▸ Task brief:
Set down exactly the entries below, beginning at their first line and ending at the line with "This brings changes".

** Supplied records follows **

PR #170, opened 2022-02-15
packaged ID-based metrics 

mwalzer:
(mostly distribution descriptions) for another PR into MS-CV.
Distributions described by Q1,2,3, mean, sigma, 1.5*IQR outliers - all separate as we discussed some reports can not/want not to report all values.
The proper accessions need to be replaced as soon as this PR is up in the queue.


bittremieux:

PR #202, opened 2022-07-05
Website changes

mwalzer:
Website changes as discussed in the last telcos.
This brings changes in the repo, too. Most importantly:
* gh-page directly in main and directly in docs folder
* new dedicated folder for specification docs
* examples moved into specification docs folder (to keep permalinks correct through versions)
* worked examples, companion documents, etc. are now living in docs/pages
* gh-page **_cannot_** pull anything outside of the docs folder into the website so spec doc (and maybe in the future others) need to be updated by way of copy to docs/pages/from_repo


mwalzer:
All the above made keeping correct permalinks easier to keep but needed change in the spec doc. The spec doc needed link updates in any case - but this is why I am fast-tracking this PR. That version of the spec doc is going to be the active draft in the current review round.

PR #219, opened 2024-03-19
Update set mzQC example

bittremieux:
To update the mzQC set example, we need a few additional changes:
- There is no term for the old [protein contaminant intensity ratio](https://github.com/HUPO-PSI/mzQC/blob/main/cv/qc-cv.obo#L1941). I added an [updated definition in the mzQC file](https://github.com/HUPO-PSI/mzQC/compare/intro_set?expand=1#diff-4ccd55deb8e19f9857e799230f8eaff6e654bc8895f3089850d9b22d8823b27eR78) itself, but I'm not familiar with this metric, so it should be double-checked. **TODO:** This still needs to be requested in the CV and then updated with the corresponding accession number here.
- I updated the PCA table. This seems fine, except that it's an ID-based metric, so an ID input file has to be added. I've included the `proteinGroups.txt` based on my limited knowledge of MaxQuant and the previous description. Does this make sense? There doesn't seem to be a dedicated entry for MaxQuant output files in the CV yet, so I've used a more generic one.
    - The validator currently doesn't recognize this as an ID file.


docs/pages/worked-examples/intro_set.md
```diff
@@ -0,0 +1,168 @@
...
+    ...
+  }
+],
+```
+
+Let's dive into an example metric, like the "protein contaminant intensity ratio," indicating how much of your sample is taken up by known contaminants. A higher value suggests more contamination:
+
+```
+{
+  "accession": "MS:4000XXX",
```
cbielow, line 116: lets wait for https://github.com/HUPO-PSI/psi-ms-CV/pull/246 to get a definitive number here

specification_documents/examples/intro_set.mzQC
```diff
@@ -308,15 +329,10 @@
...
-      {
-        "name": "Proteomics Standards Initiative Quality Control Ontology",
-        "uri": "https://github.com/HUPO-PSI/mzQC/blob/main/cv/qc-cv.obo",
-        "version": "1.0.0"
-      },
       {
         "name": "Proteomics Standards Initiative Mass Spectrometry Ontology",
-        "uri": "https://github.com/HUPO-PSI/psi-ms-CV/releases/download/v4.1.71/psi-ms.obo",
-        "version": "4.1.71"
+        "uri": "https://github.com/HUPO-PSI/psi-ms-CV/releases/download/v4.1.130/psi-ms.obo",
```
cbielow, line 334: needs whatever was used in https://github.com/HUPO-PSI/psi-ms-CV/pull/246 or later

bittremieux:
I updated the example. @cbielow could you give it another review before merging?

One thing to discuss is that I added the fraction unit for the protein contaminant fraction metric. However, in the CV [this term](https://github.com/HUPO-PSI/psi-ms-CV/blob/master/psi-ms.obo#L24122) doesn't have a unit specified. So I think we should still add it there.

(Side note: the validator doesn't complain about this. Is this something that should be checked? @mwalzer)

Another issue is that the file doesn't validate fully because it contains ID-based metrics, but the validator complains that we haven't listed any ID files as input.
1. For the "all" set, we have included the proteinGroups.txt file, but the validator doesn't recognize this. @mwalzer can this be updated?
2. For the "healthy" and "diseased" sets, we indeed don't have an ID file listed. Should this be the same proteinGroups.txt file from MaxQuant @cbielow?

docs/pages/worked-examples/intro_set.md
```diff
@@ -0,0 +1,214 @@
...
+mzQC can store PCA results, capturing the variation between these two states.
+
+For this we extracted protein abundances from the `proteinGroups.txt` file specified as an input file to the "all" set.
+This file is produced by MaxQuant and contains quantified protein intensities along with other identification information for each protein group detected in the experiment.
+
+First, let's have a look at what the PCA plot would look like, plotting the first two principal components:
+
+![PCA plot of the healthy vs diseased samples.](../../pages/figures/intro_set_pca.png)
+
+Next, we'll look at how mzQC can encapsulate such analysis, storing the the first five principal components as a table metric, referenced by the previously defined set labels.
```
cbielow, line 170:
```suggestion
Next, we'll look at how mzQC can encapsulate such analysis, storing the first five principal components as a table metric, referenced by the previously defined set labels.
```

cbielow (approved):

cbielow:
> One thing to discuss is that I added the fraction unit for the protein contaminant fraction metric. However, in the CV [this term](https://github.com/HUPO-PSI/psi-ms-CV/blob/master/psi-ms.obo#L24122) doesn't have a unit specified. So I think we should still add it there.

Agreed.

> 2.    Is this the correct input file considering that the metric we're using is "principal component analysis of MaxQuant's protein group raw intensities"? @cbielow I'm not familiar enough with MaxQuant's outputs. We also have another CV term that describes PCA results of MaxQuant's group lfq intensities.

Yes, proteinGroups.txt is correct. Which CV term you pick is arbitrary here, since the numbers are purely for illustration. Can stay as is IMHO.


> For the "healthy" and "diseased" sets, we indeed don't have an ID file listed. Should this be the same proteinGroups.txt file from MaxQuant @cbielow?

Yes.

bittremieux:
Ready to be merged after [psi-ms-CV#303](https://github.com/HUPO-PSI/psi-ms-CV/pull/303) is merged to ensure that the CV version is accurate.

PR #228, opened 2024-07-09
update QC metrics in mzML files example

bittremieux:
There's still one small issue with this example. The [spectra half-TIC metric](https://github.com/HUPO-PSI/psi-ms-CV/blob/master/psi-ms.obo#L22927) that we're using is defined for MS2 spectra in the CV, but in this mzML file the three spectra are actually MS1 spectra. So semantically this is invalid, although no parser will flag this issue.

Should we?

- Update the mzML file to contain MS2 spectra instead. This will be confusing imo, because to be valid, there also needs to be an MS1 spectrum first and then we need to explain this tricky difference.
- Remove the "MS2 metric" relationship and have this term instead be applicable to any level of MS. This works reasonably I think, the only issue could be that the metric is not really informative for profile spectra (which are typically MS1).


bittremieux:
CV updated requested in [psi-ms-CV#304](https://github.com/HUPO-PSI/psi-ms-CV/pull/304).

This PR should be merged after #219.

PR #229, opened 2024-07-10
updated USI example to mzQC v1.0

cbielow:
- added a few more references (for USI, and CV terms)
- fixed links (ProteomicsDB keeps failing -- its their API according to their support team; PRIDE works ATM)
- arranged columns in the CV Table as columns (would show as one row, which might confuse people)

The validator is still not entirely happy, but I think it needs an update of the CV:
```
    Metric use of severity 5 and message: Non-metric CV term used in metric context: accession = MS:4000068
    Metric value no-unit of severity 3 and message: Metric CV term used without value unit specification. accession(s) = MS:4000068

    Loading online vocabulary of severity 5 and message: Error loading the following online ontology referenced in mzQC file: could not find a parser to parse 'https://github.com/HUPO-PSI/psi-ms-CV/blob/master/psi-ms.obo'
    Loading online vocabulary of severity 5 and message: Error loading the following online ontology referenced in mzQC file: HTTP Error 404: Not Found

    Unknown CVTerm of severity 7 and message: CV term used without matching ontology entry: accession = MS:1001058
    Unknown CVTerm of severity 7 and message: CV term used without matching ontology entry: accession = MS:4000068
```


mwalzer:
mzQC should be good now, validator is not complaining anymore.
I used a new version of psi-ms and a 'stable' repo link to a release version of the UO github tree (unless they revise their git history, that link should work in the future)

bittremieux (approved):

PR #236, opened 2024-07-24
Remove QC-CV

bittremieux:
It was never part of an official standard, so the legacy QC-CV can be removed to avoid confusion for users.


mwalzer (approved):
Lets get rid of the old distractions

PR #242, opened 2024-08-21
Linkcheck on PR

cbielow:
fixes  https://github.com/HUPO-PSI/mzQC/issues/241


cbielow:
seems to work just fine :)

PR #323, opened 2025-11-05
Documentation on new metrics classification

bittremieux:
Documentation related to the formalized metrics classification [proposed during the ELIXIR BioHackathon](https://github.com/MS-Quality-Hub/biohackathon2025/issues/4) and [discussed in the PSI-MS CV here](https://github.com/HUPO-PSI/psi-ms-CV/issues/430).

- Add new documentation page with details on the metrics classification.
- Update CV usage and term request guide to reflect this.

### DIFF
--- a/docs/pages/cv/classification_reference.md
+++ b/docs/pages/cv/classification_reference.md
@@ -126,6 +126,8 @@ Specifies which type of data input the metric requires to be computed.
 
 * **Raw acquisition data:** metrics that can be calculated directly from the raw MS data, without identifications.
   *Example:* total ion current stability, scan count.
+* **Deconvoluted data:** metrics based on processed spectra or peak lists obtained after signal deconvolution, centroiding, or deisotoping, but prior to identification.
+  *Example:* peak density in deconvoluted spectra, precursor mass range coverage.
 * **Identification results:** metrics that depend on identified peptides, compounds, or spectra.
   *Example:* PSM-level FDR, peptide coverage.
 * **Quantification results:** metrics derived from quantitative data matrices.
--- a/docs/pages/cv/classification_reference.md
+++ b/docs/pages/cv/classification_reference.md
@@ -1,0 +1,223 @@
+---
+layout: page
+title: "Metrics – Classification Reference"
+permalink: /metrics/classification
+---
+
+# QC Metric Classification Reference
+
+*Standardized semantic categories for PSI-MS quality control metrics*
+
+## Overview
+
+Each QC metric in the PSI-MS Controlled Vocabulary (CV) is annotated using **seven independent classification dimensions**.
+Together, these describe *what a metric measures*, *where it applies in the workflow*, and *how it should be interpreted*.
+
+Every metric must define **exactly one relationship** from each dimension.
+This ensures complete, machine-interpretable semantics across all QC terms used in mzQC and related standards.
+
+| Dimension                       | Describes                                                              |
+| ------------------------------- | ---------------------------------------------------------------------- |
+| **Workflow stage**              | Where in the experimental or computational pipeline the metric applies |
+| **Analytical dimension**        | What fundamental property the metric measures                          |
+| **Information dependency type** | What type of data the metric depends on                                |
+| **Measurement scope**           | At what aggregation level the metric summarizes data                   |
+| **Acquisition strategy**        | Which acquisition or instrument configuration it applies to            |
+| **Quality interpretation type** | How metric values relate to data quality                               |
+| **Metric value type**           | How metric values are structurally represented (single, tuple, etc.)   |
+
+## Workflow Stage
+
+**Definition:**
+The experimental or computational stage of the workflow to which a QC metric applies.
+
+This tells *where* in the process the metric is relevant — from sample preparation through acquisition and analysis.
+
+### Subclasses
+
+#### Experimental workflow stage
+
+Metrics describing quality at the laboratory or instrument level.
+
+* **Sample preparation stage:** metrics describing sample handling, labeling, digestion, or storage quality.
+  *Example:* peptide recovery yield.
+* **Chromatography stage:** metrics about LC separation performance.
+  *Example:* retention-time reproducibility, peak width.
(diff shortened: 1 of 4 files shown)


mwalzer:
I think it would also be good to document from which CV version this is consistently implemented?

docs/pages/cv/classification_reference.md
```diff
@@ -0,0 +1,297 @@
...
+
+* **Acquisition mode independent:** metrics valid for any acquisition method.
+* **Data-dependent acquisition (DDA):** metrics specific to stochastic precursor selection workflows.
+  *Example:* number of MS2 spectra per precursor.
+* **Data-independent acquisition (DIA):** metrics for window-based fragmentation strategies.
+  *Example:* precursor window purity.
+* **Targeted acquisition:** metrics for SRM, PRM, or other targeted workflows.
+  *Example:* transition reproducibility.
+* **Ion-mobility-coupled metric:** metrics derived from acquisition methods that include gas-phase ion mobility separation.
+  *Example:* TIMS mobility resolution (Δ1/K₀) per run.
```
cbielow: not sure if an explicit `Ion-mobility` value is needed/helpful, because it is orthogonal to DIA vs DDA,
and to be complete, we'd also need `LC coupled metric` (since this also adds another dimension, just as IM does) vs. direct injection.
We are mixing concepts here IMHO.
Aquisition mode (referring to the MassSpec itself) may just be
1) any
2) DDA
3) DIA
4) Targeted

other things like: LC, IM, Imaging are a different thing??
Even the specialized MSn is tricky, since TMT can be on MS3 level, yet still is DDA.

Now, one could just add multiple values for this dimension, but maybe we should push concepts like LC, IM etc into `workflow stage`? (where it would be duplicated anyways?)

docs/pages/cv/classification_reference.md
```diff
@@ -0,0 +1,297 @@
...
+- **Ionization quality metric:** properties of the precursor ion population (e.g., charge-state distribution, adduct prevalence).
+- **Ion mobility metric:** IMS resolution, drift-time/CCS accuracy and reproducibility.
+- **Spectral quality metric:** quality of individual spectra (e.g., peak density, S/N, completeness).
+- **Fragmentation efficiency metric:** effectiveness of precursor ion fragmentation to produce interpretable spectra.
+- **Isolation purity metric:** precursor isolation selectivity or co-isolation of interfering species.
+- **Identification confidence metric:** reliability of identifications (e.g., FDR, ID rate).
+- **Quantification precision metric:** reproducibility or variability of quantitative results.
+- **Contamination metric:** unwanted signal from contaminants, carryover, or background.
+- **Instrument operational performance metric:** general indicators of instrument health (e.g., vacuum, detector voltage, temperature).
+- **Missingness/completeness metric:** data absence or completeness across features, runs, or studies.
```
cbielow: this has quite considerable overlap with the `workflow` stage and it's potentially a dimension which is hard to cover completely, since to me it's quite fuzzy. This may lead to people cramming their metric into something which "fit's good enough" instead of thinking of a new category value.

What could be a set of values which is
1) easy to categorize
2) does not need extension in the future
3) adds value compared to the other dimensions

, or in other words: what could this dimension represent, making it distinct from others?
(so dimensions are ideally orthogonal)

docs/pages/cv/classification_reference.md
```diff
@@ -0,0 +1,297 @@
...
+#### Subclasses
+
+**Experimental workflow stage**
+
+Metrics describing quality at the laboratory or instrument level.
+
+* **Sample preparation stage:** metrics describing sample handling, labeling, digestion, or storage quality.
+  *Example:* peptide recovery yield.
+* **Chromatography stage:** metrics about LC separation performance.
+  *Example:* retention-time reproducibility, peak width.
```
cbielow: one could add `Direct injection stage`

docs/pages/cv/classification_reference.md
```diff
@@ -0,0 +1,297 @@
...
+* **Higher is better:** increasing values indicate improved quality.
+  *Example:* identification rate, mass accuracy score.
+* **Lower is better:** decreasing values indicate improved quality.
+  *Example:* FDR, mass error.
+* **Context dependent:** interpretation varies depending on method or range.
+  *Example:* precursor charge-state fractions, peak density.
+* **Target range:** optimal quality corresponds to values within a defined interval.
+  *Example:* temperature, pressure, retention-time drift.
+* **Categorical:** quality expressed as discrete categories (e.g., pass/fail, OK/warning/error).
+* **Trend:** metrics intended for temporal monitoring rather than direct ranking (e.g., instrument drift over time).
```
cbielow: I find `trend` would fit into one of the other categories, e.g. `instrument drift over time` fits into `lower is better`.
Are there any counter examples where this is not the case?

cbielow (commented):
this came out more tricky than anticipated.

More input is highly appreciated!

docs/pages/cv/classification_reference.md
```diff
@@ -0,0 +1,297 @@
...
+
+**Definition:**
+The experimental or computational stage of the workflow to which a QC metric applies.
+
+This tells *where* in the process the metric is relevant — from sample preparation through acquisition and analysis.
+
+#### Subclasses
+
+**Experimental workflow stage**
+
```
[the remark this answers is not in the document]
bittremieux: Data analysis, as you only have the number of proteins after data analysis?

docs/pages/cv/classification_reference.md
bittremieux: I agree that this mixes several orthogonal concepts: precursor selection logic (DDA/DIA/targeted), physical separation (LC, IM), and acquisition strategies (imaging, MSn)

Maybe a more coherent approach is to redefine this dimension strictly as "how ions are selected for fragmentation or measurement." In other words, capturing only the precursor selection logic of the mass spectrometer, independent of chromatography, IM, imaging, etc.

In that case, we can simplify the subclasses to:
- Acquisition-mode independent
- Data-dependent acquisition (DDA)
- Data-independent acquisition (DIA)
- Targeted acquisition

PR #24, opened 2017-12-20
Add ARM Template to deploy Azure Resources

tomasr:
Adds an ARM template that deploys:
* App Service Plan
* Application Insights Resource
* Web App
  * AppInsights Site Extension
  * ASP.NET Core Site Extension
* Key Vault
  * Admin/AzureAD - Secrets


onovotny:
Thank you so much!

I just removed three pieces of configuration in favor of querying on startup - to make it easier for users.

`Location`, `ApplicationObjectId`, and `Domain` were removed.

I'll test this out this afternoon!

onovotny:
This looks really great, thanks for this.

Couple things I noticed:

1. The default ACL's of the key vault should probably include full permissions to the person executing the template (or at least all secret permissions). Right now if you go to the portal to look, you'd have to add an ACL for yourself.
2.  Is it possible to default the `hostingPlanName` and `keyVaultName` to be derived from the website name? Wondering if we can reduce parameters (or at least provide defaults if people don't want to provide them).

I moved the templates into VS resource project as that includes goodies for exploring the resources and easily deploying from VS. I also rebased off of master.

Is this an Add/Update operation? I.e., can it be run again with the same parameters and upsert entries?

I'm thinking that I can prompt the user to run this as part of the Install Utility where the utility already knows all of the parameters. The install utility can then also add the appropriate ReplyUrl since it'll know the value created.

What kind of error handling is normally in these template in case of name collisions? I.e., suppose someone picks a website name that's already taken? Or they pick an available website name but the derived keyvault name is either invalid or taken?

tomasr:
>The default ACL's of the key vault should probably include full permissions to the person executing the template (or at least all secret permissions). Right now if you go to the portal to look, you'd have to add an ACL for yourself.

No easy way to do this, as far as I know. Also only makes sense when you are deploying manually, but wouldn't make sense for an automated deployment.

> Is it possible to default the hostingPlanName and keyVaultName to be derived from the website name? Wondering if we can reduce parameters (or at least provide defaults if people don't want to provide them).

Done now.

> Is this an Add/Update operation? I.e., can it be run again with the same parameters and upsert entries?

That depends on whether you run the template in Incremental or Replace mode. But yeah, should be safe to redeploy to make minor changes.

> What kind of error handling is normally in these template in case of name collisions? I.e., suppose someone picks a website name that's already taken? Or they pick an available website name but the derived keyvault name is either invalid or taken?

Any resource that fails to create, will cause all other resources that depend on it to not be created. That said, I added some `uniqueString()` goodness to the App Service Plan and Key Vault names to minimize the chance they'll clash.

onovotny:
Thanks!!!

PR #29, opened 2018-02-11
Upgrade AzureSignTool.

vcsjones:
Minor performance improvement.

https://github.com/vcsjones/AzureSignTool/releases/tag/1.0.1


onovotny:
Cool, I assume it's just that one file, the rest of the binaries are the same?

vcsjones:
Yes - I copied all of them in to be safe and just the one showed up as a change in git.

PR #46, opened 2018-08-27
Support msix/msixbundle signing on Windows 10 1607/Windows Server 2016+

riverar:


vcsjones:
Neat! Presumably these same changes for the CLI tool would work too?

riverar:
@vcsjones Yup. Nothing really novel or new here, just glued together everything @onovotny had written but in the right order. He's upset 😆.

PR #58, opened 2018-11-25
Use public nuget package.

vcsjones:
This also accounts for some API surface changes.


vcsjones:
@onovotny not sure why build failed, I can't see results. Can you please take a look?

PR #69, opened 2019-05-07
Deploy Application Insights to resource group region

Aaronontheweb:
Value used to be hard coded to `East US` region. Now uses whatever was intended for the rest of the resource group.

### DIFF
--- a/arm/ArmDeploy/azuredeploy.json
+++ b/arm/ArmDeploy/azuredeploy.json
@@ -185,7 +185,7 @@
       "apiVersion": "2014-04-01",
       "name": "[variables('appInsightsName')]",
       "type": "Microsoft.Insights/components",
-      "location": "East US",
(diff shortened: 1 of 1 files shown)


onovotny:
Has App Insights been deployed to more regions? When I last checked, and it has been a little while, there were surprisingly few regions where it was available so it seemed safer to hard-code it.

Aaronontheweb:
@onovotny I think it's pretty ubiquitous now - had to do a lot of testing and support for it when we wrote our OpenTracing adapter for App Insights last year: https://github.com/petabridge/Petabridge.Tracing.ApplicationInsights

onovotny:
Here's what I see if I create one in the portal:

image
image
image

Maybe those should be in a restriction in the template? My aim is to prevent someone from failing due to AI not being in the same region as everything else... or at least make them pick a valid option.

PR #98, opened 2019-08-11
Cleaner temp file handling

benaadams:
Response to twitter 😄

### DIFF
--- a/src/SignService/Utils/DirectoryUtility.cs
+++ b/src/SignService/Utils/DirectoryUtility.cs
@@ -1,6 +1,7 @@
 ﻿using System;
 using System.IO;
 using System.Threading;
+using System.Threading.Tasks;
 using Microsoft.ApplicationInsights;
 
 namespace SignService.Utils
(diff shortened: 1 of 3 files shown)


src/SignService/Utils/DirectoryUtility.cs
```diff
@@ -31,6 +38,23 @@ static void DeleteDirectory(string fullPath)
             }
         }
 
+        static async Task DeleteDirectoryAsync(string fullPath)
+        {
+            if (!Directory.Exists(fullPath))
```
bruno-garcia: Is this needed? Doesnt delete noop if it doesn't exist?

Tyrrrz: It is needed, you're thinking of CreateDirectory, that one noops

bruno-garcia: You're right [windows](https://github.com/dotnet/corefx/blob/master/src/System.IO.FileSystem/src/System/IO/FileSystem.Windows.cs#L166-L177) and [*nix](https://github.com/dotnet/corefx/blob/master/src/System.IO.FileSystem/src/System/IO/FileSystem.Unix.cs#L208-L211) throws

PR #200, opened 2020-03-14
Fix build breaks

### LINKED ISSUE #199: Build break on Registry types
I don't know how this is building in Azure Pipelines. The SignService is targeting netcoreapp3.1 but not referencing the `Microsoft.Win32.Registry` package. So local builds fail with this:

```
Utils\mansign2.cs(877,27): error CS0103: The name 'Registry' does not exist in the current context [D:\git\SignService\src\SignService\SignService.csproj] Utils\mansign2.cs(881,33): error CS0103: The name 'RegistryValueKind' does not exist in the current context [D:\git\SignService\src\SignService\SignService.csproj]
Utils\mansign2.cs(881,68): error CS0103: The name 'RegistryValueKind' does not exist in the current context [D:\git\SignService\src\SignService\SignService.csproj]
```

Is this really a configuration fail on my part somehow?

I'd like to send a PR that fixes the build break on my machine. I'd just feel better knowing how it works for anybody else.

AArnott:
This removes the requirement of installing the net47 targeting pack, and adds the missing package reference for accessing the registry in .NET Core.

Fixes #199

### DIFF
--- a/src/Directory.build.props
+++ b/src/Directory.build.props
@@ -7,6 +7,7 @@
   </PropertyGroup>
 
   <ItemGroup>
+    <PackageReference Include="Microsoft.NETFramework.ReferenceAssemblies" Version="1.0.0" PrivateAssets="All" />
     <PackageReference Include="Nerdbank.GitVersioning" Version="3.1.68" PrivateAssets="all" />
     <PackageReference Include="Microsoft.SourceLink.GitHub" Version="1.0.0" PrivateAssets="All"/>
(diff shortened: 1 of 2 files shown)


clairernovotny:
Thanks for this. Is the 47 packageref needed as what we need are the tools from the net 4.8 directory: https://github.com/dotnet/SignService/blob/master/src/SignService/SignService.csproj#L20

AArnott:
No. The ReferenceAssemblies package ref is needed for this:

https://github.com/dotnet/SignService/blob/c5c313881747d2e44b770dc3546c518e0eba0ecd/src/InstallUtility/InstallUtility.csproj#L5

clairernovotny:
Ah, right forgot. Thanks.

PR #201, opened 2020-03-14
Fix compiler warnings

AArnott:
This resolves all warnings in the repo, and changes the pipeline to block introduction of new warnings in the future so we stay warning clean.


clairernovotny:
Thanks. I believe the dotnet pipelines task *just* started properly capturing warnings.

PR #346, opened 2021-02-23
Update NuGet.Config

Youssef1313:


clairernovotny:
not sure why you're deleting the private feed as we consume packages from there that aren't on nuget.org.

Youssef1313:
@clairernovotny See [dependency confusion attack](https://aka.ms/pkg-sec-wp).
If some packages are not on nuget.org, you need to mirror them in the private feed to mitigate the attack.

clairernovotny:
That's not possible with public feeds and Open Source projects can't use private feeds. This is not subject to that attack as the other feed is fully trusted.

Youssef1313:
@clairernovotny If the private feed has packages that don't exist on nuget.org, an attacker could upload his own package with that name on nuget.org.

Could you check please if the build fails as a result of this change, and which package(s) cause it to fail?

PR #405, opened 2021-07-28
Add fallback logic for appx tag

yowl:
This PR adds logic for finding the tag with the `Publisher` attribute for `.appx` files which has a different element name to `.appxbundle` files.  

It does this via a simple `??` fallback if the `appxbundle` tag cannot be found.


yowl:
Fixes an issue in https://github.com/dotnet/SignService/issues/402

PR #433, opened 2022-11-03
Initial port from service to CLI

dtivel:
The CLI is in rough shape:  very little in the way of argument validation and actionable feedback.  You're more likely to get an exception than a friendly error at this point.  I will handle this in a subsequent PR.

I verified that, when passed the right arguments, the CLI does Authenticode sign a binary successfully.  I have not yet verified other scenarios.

** End of Supplied records **

▸ Answer below:
PR #170, opened 2022-02-15
packaged ID-based metrics 

mwalzer:
(mostly distribution descriptions) for another PR into MS-CV.
Distributions described by Q1,2,3, mean, sigma, 1.5*IQR outliers - all separate as we discussed some reports can not/want not to report all values.
The proper accessions need to be replaced as soon as this PR is up in the queue.


bittremieux:

PR #202, opened 2022-07-05
Website changes

mwalzer:
Website changes as discussed in the last telcos.
This brings changes in the repo, too. Most importantly:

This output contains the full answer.